19 vs 2 30 mm) (P = 0 002) The range of stiffness is between 4,

19 vs. 2.30 mm) (P = 0.002). The range of stiffness is between 4,339 and 4,697 N mm−1. Stiffness tends to decrease significantly (P < 0.001) with increasing flap size. Harvest of flap sizes greater or equal than 9 cm results in significantly lower stiffness compared to the 3-cm flap. In this composite femur model, when stressed with supraphysiologic forces, the femur retains its axial stability even after harvest of large corticocancellous

flaps from its medial aspect. Statistical significance detected in deformation and stiffness may not be clinically relevant if the femur does not fracture after flap harvest. Such was the case in this experiment. The possibility exists of safely harvesting large flaps from this donor site. Corticocancellous flaps FK228 purchase from the medial aspect of the femur may serve as an alternative to standard flaps used in medium and large osseous reconstructions.
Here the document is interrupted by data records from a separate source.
PR #1748, opened 2020-11-19
Use Router in Trusted Database

ipetr0v:
This change updates Trusted Database example to use Router pattern.

Ref https://github.com/project-oak/oak/issues/1066

### DIFF
--- a/docs/programming-oak.md
+++ b/docs/programming-oak.md
@@ -407,13 +407,17 @@ associated type to
 or manually reading from the initial `Receiver`:
 
 <!-- prettier-ignore-start -->
-[embedmd]:# (../examples/trusted_database/module/rust/src/lib.rs Rust /oak::entrypoint/ /.*let config_map =.*/)
+[embedmd]:# (../examples/aggregator/module/rust/src/lib.rs Rust /impl oak::CommandHandler/ /.*context.*/)
 ```Rust
-oak::entrypoint!(oak_main<ConfigMap> => |receiver: Receiver<ConfigMap>| {
-    let log_sender = oak::logger::create().unwrap();
-    oak::logger::init(log_sender, log::Level::Debug).unwrap();
+impl oak::CommandHandler for Main {
+    type Command = ConfigMap;
 
-    let config_map = receiver.receive().expect("Couldn't read config map");
+    fn handle_command(&mut self, command: ConfigMap) -> anyhow::Result<()> {
+        let log_sender = oak::logger::create()?;
+        oak::logger::init(log_sender.clone(), log::Level::Debug)?;
+        let config: Config =
+            toml::from_slice(&command.items.get("config").expect("Couldn't find config"))
+                .context("Couldn't parse TOML config file")?;
 ```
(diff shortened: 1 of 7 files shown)


docs/programming-oak.md
```diff
@@ -407,13 +407,17 @@ associated type to
 or manually reading from the initial `Receiver`:
```
tiziano88, line 407: Could you update this doc? I think we don't need to mention the initial Receiver any more, all nodes are expected to impl CommandHandler now.

examples/trusted_database/module/rust/src/router.rs
```diff
@@ -0,0 +1,73 @@
...
+            .receiver
+            .clone()
+            .context("Couldn't get receiver")?
+            .label()
+            .context("Couldn't get label")?;
+        let init = TrustedDatabaseInit {
+            log_sender: Some(self.log_sender.clone()),
+            points_of_interest: Some(self.points_of_interest.clone()),
+        };
+        let handler_invocation_sender =
```
tiziano88, line 64: Maybe add some comments to explain the logic here.

examples/trusted_database/module/rust/src/router.rs
```diff
@@ -0,0 +1,73 @@
...
+    io::{ReceiverExt, Sender, SenderExt},
+    CommandHandler,
+};
+use oak_services::proto::oak::log::LogMessage;
+
+/// Oak Router Node that contains an in-memory database.
+#[derive(Default)]
+pub struct Router {
+    log_sender: Sender<LogMessage>,
+    points_of_interest: PointOfInterestMap,
```
tiziano88, line 33: May be simpler to just store the init message here, since it's the same for router and handler node, right? up to you

examples/trusted_database/module/rust/src/router.rs
```diff
@@ -0,0 +1,73 @@
...
+    }
+}
+
+impl CommandHandler for Router {
+    type Command = grpc::Invocation;
+
+    fn handle_command(&mut self, invocation: Self::Command) -> anyhow::Result<()> {
+        let label = invocation
+            .receiver
+            .clone()
```
tiziano88, line 56: Why does the receiver need to be cloned?

tiziano88 (approved):

examples/trusted_database/module/rust/src/router.rs
ipetr0v: Done
Using `.as_ref()`

examples/trusted_database/module/rust/src/router.rs
ipetr0v: Added a comment for `impl CommandHandler for Router`

docs/programming-oak.md
ipetr0v: Deleted `or manually reading from the initial Receiver`

rbehjati (approved):
LGTM! I'll update the example with authentication logic after you merge this change. 

I believe in the description of the PR `Running Average` should be changed to `Trusted Database` :)

PR #1752, opened 2020-11-20
Give top privilege to logger in debug builds

### LINKED ISSUE #1751: Set log node declassification privilege to "top" in `oak_debug` builds
This will allow applications running in debug mode to create the logger as with top secret confidentiality, which would allow all nodes to successfully log during debug runs.

The SDK should also be changed to try to create the log node as top secret (which would fail in non-debug builds) and fall back to creating a public log node if that does not work.

conradgrobler:
Fixes #1751 

# Checklist

      construction.

### DIFF
--- a/oak_runtime/src/node/logger.rs
+++ b/oak_runtime/src/node/logger.rs
@@ -18,7 +18,7 @@
 
 use crate::{
     io::{Receiver, ReceiverExt},
-    RuntimeProxy,
+    NodePrivilege, RuntimeProxy,
 };
 use log::{error, info, warn};
 use oak_abi::OakStatus;
@@ -44,6 +44,12 @@ impl LogNode {
 impl super::Node for LogNode {
     fn node_type(&self) -> &'static str {
         "logger"
+    }
+
+    #[cfg(feature = "oak_debug")]
+    fn get_privilege(&self) -> NodePrivilege {
+        // Allow the logger Node to declassify log messages in debug builds only.
+        NodePrivilege::top_privilege()
     }
 
     /// Main execution loop for the logging pseudo-Node just waits for incoming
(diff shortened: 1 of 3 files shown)


oak_runtime/src/node/logger.rs
```diff
@@ -46,6 +46,12 @@ impl super::Node for LogNode {
         "logger"
     }
 
+    #[cfg(feature = "oak_debug")]
+    fn get_privilege(&self) -> NodePrivilege {
+        // Allow the logger Node to declassify log messages in debug builds only.
+        NodePrivilege::top_privilege()
+    }
```
tiziano88, line 53: Would it make sense to explicitly have get_privilege returning the empty privilege here for non-debug? Or do you think it's sufficiently clear that it is the default? Maybe just mention the default?

sdk/rust/oak/src/logger/mod.rs
```diff
@@ -82,9 +85,20 @@ pub fn init(log_sender: Sender<LogMessage>, level: Level) -> Result<(), SetLogge
 }
 
 pub fn create() -> Result<Sender<LogMessage>, OakStatus> {
-    crate::io::node_create(
+    match crate::io::node_create(
```
tiziano88, line 88: (optional) Alternative more functional way:

```rust
for label in [top, public] {[
  match node_create(...) {
    Err(PermissionDenied) => continue,
    Err(err) => return Err(err),
    Ok(n) => return Ok(n),
  }
}
Err(...)
```

tiziano88 (approved):

oak_runtime/src/node/logger.rs
conradgrobler: Added an explict implementation to return the empty privilege for non-debug builds.

sdk/rust/oak/src/logger/mod.rs
conradgrobler: Done.

PR #1753, opened 2020-11-20
Allow multiple versions of the same crate in cargo-deny

### LINKED ISSUE #1270: Cargo-deny: Stop skipping duplicate crate checks once older versions are no longer required
- `rusty-machine` depends on older versions of `rand`
- `tonic`, `jsonwebtoken' and `rustls` depend on an older version of `base64`
- `spinners` depends on older versions of
  - `ansi_term`
  - `quote`
  - `syn`
  - `unicode-xid`

conradgrobler:
We currently allow multiple versions anyway by just adding exceptions and then removing it later when no longer needed. This change means that we don't have to keep doing this maintenance for now while the versions are not very stable. We can add the checks in later for specific crates if exact versions become important.

Closes #1270 

# Checklist

      construction.

### DIFF
--- a/examples/deny.toml
+++ b/examples/deny.toml
@@ -20,50 +20,8 @@ ignore = [
 
 # Deny multiple versions unless explicitly skipped.
 [bans]
-multiple-versions = "deny"
+multiple-versions = "allow"
 wildcards = "allow"
-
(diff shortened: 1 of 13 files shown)


rbehjati (approved):
Thanks :)

Issue #1529, opened 2020-09-28
Case study: local-only WiFi password QR code generator


tiziano88:
Spawned from https://github.com/project-oak/oak/issues/1492 .

Case study:

Random developer wants to implement an app to generate a QR code from a WiFi password.

Looking around, there are currently a number of such apps available, including web-based and native, e.g.:

- https://qifi.org/
- https://www.qr-code-generator.com/solutions/wifi-qr-code/
- https://qrcode.tec-it.com/en/wifi
- https://coda.io/@rod/wifi-qr-code-generator

Some of them have some text trying to justify that it is safe to enter passwords there, for instance, from https://qifi.org/
:

> About
Ever wanted to create a cool QR code for your guests? But never wanted to type in your WiFi credentials into a form that submits them to a remote webserver to render the QR code? QiFi for the rescue! It will render the code in your browser, on your machine, so the WiFi stays as secure as it was before (read the code if you do not trust text on the internet :-))!
>
> If you use the Save-button to store a code, this is still secure, as the data is stored in HTML5 localStorage and is never transmitted to the server (in contrast to cookie-based solutions).
>
> Don't trust your browser either? Just pipe the string WIFI:S:<SSID>;T:<WPA|WEP|>;P:<password>;; through the QR code generator of your choice after reading the documentation.

User wants to use such app but because because it requires entering their own WiFi password, they want to be sure that such app cannot send anything over to a remote server.

Note that this is not even specific to web apps; we do this all the time by downloading binaries (e.g. games, text editors, etc.) and running them locally, under the assumption that they behave correctly. In some cases it is possible to download the source and either inspect it or compile it locally in order to have some guarantees, but in practice this tends not to happen, and if it does happen requires inspecting the entirety of the code (including third party dependencies).

I would like to think more how this example, which is arguably much simpler than many other Oak use cases, can actually be solved.

In particular, it seems that this should be solved completely locally, and with no reliance on a remote server or remote attestation between client and server.

If we imagine that the logic (including rendering) of the app is contained in a single Wasm file, then this seems solvable by introducing a web-based version of the Oak Runtime which is hosted on a well-known domain (e.g. https://oak.google.com) which is trusted **by assumption** by users once and for all (i.e. does not depend on the particular implementation of the third party app that will run on top of it). 

For instance, the Oak host page may contain a bit of logic roughly equivalent to the Oak Runtime, plus additional logic for rendering DOM efficiently.

[...]

PR #1754, opened 2020-11-20
Update chrome extension to use Content-Security-Policies

juliettepretot:
Ref: #1492, #1529

This PR updates the chrome-extension significantly. Instead of blocking requests after entering an opt-in "Oak Mode", it now relies on [Content-Security-Policies](https://developer.mozilla.org/en-US/docs/Web/HTTP/Headers/Content-Security-Policy) to enforce that data cannot be leaked. 

Websites that implement a secure CSP (no network calls, prevents navigation, cookies, localStorage etc) are shown to users as safe with a green icon, other websites are shown as red. See the readme for more info. 

In the future this can be extended to allow communications with verified Oak servers, imposing this CSP on websites (likely breaking them), or even sharing confidential data with "green" websites without permission dialogs. 

It seems this could come in handy for the UI of our hackathon project. 

This work is based on my investigations of CSP, and discussions with @tiziano88, and @seefeldb (who suggested using the sandbox mechanism to prevent leaks via navigation).

Note that although we couldn't find significant bypasses to leak data (apart from attacks relying on local proximity via sound/bluetooth), I invite you to play around with it and try to break it. 

[https://github.com/juliettepretot/csp-restrictive-serve](https://github.com/juliettepretot/csp-restrictive-serve) could come in handy as a playground, it serves a page with the required CSP and can be used to try various JS APIs.

# Checklist

      construction.


chrome_extension/README.md
```diff
@@ -3,32 +3,36 @@
...
+This enforcement happens via the
+[Content-Security-Policy](https://developer.mozilla.org/en-US/docs/Web/HTTP/Headers/Content-Security-Policy)
+of
+`sandbox allow-scripts; default-src 'none'; script-src 'unsafe-inline'; style-src 'unsafe-inline'`.
+It prevents calling servers or navigating to other pages.
+
+Depending on whether a given website complies with this CSP or not, the
+extension will show either a red or green icon.
+
+<img src="icon-red.png" alt="drawing" width="32" height="32"/>
```
juliettepretot, line 20: Using HTML tags for the images to show the icon in a smaller (32x32px instead 128x128px) format.

tiziano88 (approved):
amazing stuff!

ipetr0v (approved):

PR #1756, opened 2020-11-20
Use Router and labels in Translator

ipetr0v:
This change adds Router pattern and client labels to Translator example.
Translator creates individual Handler Nodes for each client request and assigns client labels to them.

Ref https://github.com/project-oak/oak/pull/1745

### DIFF
--- a/docs/programming-oak.md
+++ b/docs/programming-oak.md
@@ -98,7 +98,7 @@ struct Handler;
 impl Translator for Handler {
     fn translate(&mut self, req: TranslateRequest) -> grpc::Result<TranslateResponse> {
         info!(
-            "attempt to translate '{}' from {} to {}",
+            "Attempt to translate '{}' from {} to {}",
             req.text, req.from_lang, req.to_lang
         );
         let mut rsp = TranslateResponse::default();
@@ -108,7 +108,7 @@ impl Translator for Handler {
                     "fr" => "MONDES".to_string(),
                     "it" => "MONDI".to_string(),
                     _ => {
-                        info!("output language {} not found", req.to_lang);
+                        info!("Output language {} not found", req.to_lang);
                         return Err(grpc::build_status(
                             grpc::Code::NotFound,
                             "Output language not found",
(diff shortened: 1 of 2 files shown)


ipetr0v:
This example will also require client authentication labels.

tiziano88:
I wasn't expecting the translator or hello world examples to have user identity labels, but if we are going that way perhaps we can remove even more of the other examples? Basically this also becomes something similar to the trusted database example, right?

ipetr0v:
Yes, the application structure (router + client label) is similar.

tiziano88 (approved):

docs/programming-oak.md
```diff
@@ -187,17 +187,17 @@ impl oak::CommandHandler for Main {
...
             &Label::public_untrusted(),
             "app",
             LogInit {
                 log_sender: Some(log_sender),
             },
         )
-        .context("could not create handler node")?;
-        oak::grpc::server::init_with_sender("[::]:8080", handler_sender)
-            .context("could not create gRPC server pseudo-Node")?;
+        .context("Couldn't create handler node")?;
```
rbehjati, line 198:
```suggestion
        .context("Couldn't create router node")?;
```
I guess?

examples/translator/module/rust/src/lib.rs
```diff
@@ -33,21 +37,61 @@ impl oak::CommandHandler for Main {
...
             &Label::public_untrusted(),
             "app",
             LogInit {
                 log_sender: Some(log_sender),
             },
         )
-        .context("could not create handler node")?;
-        oak::grpc::server::init_with_sender("[::]:8080", handler_sender)
-            .context("could not create gRPC server pseudo-Node")?;
+        .context("Couldn't create handler node")?;
```
rbehjati, line 48:
```suggestion
        .context("Couldn't create router node")?;
```

rbehjati (approved):

examples/translator/module/rust/src/lib.rs
ipetr0v: Done

docs/programming-oak.md
ipetr0v: Done

PR #1758, opened 2020-11-20
Use Router and labels in Hello World

ipetr0v:
This change adds Router pattern and client labels to Hello World example.
Hello World creates individual Handler Nodes for each client request and assigns client labels to them.

Ref #1745

### DIFF
--- a/examples/hello_world/module/rust/src/lib.rs
+++ b/examples/hello_world/module/rust/src/lib.rs
@@ -26,18 +26,23 @@ pub mod proto {
     }
 }
 
-use log::info;
-use oak::grpc;
-use oak_abi::{label::Label, proto::oak::application::ConfigMap};
-use oak_services::proto::oak::log::LogInit;
-use proto::oak::examples::hello_world::{
-    HelloRequest, HelloResponse, HelloWorld, HelloWorldDispatcher, Init,
+pub mod handler;
+
+use anyhow::Context;
+use handler::Handler;
+use oak::{
+    grpc,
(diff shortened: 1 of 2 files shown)


ipetr0v:
This example will also require client authentication labels.

tiziano88 (approved):

examples/hello_world/module/rust/src/lib.rs
```diff
@@ -26,146 +26,100 @@ pub mod proto {
...
+impl CommandHandler for Router {
+    type Command = grpc::Invocation;
 
-impl Handler {
-    fn translate(&self, text: &str, from_lang: &str, to_lang: &str) -> Option<String> {
-        let client = self.translator.as_ref()?;
-        translator_common::translate(client, text, from_lang, to_lang)
-    }
-}
+    fn handle_command(&mut self, invocation: Self::Command) -> anyhow::Result<()> {
```
rbehjati, line 89: Perhaps add a brief comment here. Does it create two nodes with the same label?

rbehjati (approved):

examples/hello_world/module/rust/src/lib.rs
ipetr0v: Comment was added above `impl`
https://github.com/project-oak/oak/pull/1758/files#diff-68dc93d24ee4fa90a8be1ebc02c4b778eabcc2ae2898d5e6de9fa7773f313b35R85

PR #1761, opened 2020-11-23
Use GitHub Actions for CI

tiziano88:
This is in addition to the GCP run for the time being, and not blocking
for any submission, but it should give a faster feedback for some of the
  steps since they are run in parallel.

### DIFF
--- a/.github/workflows/ci.yaml
+++ b/.github/workflows/ci.yaml
@@ -1,0 +1,52 @@
+name: Continuous Integration
+
+on:
+  push:
+    branches: [main]
+  pull_request:
+    branches: [main]
+
+jobs:
+  runner:
+    runs-on: ubuntu-latest
+    # We use the same job template, but parametrize the actual command to be passed to the runner
+    # binary using the matrix strategy, so that we get the commands running in parallel.
+    strategy:
+      fail-fast: false
+      matrix:
+        cmd:
+          - check-format
+          - run-cargo-deny
+          - run-cargo-udeps
+          - build-server --server-variant=base
+          - build-server --server-variant=logless
+          - run-tests
+          - run-tests-tsan
+          - run-examples --application-variant=rust
+          - run-examples --application-variant=cpp
+          - run-examples --application-variant=rust --example-name=hello_world
+            --build-docker
+
+    steps:
+      - name: Checkout branch
+        uses: actions/checkout@v2
+
+      # Copied from https://github.com/jens-maus/RaspberryMatic/blob/ea6b8ce0dd2d53ea88b2766ba8d7f8e1d667281f/.github/workflows/ci.yml#L34-L40
+      - name: Free disk space
+        run: |
+          df --human-readable
+          sudo swapoff --all
+          sudo rm --force /swapfile
+          sudo apt clean
+          docker rmi $(docker image ls --all --quiet)
+          df --human-readable
+
+      # Build Docker image, caching from the latest version from the remote repository.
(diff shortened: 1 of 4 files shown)


.github/workflows/ci.yaml
```diff
@@ -0,0 +1,52 @@
...
+          - run-examples --application-variant=cpp
+          - run-examples --application-variant=rust --example-name=hello_world
+            --build-docker
+
+    steps:
+      - name: Checkout branch
+        uses: actions/checkout@v2
+
+      # Copied from https://github.com/jens-maus/RaspberryMatic/blob/ea6b8ce0dd2d53ea88b2766ba8d7f8e1d667281f/.github/workflows/ci.yml#L34-L40
+      - name: free disk space
```
daviddrysdale, line 35: super-nit: "Free disk space" to match capitalization of other steps

.github/workflows/ci.yaml
```diff
@@ -0,0 +1,52 @@
...
+          - run-cargo-deny
+          - run-cargo-udeps
+          - build-server --server-variant=base
+          - build-server --server-variant=logless
+          - run-tests
+          - run-tests-tsan
+          - run-examples --application-variant=rust
+          - run-examples --application-variant=cpp
+          - run-examples --application-variant=rust --example-name=hello_world
+            --build-docker
```
daviddrysdale, line 28: Does YAML automatically join split lines somehow?

.github/workflows/ci.yaml
```diff
@@ -0,0 +1,52 @@
...
+        cmd:
+          - check-format
+          - run-cargo-deny
+          - run-cargo-udeps
+          - build-server --server-variant=base
+          - build-server --server-variant=logless
+          - run-tests
+          - run-tests-tsan
+          - run-examples --application-variant=rust
+          - run-examples --application-variant=cpp
```
daviddrysdale, line 26: The way that GitHub displays individual steps makes it hard to see which step is which among these &ndash; I guess there's no way around that?

daviddrysdale (approved):
Is #1762 going to mean that these CI tests are going to fail with some regularity?  (I.e. should we hold off merging this until #1762 is fixed?)

.github/workflows/ci.yaml
tiziano88: Done.

.github/workflows/ci.yaml
tiziano88: Yes, in fact this line was split by prettier or some other linter.

.github/workflows/ci.yaml
tiziano88: Not that I can think of, anyways it seems ok to me, these do show up in parentheses next to the step name.

tiziano88 (commented):
> Is #1762 going to mean that these CI tests are going to fail with some regularity? (I.e. should we hold off merging this until #1762 is fixed?)

Yes it may mean that these fail, but they are not blocking submission for now (they are just informational), and in fact it may be good to see that the tests stop failing after #1762 is fixed if that's the case.

.github/workflows/ci.yaml
daviddrysdale: image

tiziano88: Uhmm god it. Anyways it may be possible to specify objects with {name, command} fields in the matrix and extract the two individually, I may try that separately but also not sure it's worth it.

The size of flap that can be safely raised without compromising the stability of the femur has not yet been delineated. © 2012 Wiley Periodicals, Inc. Microsurgery, 2012. “
“Background: The fasciocutaneous internal mammary artery perforator (IMAP) island flap allows for superior esthetical and functional skin cover in the head and neck region in combination with limited donor site morbidity. Its modification as a free flap allows reconstruction of more cranial defects. Patients and methods: Three IMAP free flaps varying from 7 × 4 cm2 to 10 × 6 cm2 were transplanted in three patients with a mean age of 59 years (range, 54–69 years). Enhancement of the flap’s vascular pedicle DMXAA manufacturer at least doubles the diameter of the internal mammary vessels to be anastomosed. Results: (-)-p-Bromotetramisole Oxalate Coverage with excellent texture and color match was uneventfully obtained and the flaps’ donor sites were primarily closed in all three cases. Conclusions: Our experience proves the consistent feasibility of successful transplantation of the IMAP free flap. Because of its characteristics, we suggest

contemplating the use of this flap in the upper head and neck region. © 2010 Wiley-Liss, Inc. Microsurgery, 2010. “
“In case blood perfusion compromises, vascular enhancement with arterial supercharge or venous superdrainage can increase viability of the flap. In this study, vascular pressure monitorization was used in a rat extended abdominal perforator flap model to reveal intraoperative vascular compromise and the need for vascular augmentation. A rat abdominal perforator flap was designed, which was based on the right second cranial perforator of epigastric artery. Vascular pressures of the flap were monitored continuously for 60 min, by catheters placed in the right superficial inferior epigastric artery and vein. Forty rats were divided into four experimental groups, as follows: group 1 (n = 10, no vascular augmentation), group II (n = 10, arterial supercharge), group III (n = 10, venous superdrainage), and group IV (n = 10, arterial and venous augmentation).